Task prompt:
Retype, without any change, the line that contains "Implement new sequence patch format" and every line that follows it to the end of the entries, and nothing else.

Data for the task:

▼▼▼

PR #88, opened 2021-04-05
Implement new sequence patch format

alexjg:
This is mostly complete, the only thing remaining to do is correct the diff serialization for the new edits format. I'll be fixing that this week. Once that's done we're waiting on merging the JS implementation.


orionz:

▲▲▲

Exercise solution:
Implement new sequence patch format

alexjg:
This is mostly complete, the only thing remaining to do is correct the diff serialization for the new edits format. I'll be fixing that this week. Once that's done we're waiting on merging the JS implementation.


orionz:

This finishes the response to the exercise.